##### RECORDED DATA

Issue #1317, opened 2024-01-10
Use `Z` module directly


sim642:
Many places are very verbose and use `IntOps.BigIntOps` or an abbreviated `BI` module to work with big integers from Zarith.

##########

» INSTRUCTIONS TO FOLLOW: Repeat the data in full, exactly as supplied.

» TASK RESULT:
Issue #1317, opened 2024-01-10
Use `Z` module directly


sim642:
Many places are very verbose and use `IntOps.BigIntOps` or an abbreviated `BI` module to work with big integers from Zarith.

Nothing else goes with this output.